◆ EXERCISE DIRECTIONS ◆
Below are the records; collect from them each line containing the string "rateLimits".

Dataset entries
____
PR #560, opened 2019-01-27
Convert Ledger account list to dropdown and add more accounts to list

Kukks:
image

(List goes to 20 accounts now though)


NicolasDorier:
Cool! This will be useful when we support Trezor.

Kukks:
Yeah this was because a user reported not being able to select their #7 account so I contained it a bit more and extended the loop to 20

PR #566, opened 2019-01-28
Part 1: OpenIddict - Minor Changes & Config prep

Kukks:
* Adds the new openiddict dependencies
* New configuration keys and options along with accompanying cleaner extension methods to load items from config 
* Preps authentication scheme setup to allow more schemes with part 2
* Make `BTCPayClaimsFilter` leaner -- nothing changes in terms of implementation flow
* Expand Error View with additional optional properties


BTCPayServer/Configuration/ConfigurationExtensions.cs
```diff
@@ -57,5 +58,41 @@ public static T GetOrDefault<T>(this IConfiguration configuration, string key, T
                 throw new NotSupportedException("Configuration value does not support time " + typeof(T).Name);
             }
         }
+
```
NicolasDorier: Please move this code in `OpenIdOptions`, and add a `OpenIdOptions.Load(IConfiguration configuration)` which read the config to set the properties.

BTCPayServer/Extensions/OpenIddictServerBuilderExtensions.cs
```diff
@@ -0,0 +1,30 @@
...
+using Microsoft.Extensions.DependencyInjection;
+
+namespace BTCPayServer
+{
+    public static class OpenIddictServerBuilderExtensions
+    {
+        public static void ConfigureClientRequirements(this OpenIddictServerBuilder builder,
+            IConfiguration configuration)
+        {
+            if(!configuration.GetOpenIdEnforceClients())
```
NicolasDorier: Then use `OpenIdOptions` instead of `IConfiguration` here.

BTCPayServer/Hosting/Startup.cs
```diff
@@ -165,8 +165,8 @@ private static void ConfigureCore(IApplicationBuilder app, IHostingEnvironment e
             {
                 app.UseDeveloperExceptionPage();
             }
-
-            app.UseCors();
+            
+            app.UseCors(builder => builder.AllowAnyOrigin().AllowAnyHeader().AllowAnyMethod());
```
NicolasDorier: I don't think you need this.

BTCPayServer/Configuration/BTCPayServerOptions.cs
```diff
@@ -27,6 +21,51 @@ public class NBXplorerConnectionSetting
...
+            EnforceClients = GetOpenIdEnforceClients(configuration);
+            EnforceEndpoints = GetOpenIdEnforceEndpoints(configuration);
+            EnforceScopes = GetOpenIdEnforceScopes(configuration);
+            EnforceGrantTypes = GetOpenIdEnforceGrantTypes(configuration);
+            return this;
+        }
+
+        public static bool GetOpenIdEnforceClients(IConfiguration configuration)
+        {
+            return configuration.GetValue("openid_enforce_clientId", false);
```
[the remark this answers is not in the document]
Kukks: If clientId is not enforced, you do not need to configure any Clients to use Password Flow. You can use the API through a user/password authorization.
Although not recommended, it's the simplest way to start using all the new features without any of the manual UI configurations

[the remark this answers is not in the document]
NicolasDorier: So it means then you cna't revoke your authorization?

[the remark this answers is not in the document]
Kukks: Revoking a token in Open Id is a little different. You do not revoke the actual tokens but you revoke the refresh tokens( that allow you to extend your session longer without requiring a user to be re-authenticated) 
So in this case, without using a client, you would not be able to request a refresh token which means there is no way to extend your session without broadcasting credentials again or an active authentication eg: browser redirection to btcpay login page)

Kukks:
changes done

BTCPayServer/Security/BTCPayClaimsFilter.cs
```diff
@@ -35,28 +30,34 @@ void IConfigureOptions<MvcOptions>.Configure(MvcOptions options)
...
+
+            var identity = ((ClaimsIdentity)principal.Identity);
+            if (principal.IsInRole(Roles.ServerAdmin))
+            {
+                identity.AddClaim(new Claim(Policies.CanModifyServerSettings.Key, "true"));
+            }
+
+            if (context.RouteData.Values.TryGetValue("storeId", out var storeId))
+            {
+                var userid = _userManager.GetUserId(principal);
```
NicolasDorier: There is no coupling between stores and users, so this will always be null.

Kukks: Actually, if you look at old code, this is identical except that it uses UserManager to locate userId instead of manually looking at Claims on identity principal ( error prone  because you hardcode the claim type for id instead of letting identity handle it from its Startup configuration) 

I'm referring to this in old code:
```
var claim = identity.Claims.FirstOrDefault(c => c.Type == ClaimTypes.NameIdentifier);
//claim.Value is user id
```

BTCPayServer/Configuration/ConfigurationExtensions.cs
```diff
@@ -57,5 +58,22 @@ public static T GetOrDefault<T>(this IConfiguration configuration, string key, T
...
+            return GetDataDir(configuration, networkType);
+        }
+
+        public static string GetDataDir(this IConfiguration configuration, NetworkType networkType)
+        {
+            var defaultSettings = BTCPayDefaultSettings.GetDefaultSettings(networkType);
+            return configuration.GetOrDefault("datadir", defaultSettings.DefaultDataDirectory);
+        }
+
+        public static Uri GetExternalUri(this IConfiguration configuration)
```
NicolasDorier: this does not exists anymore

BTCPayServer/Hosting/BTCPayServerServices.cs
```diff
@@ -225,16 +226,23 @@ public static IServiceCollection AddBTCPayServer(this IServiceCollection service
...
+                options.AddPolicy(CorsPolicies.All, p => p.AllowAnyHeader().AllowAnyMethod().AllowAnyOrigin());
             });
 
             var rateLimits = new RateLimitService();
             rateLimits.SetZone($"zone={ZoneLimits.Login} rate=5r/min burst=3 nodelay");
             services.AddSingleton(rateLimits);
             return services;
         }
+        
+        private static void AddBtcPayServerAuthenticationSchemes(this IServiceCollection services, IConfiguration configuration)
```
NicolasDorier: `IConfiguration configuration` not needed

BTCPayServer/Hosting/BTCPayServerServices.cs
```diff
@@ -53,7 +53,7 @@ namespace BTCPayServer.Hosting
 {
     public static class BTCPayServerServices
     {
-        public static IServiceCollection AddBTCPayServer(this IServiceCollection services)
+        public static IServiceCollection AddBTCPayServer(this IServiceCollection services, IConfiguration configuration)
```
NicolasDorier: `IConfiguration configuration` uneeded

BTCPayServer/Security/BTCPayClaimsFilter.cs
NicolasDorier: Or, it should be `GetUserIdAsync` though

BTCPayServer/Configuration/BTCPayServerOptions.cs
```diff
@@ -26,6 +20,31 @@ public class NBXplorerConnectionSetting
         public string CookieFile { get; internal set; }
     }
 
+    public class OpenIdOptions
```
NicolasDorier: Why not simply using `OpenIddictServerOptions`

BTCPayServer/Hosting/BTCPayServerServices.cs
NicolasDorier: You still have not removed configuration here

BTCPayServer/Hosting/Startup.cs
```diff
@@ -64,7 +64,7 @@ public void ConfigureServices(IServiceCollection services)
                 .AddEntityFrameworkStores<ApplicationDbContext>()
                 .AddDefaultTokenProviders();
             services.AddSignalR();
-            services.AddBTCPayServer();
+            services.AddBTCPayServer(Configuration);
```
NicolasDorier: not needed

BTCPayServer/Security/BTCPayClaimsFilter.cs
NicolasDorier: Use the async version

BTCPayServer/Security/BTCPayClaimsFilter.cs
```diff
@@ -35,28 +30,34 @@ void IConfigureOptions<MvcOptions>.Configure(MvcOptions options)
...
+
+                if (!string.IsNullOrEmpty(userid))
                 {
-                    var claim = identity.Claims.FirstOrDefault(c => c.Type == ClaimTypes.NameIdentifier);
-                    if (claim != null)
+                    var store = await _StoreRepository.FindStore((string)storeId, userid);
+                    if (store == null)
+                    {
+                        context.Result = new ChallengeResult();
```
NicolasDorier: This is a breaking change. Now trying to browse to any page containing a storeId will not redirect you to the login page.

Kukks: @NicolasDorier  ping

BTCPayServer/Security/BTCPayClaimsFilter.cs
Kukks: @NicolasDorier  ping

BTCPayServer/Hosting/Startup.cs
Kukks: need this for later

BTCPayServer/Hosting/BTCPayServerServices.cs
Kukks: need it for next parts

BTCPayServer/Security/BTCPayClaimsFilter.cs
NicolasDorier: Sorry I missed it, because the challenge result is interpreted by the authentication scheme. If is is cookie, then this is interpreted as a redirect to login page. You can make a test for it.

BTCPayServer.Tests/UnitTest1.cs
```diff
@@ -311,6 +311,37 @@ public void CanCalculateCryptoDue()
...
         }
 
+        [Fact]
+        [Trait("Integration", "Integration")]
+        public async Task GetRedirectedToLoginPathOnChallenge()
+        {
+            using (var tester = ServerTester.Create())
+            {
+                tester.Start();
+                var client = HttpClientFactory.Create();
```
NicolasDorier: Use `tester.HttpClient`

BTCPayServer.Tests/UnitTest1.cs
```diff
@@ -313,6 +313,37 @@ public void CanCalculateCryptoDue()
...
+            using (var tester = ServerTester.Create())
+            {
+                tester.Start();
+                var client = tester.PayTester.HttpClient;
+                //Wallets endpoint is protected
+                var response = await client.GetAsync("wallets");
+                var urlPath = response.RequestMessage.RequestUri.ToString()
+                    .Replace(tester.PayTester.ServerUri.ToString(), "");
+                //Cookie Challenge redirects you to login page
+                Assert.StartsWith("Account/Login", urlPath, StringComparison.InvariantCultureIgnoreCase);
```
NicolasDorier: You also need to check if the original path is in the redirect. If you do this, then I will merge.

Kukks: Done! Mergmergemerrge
____
◆ EXERCISE OUTPUT ◆
             var rateLimits = new RateLimitService();
             rateLimits.SetZone($"zone={ZoneLimits.Login} rate=5r/min burst=3 nodelay");
             services.AddSingleton(rateLimits);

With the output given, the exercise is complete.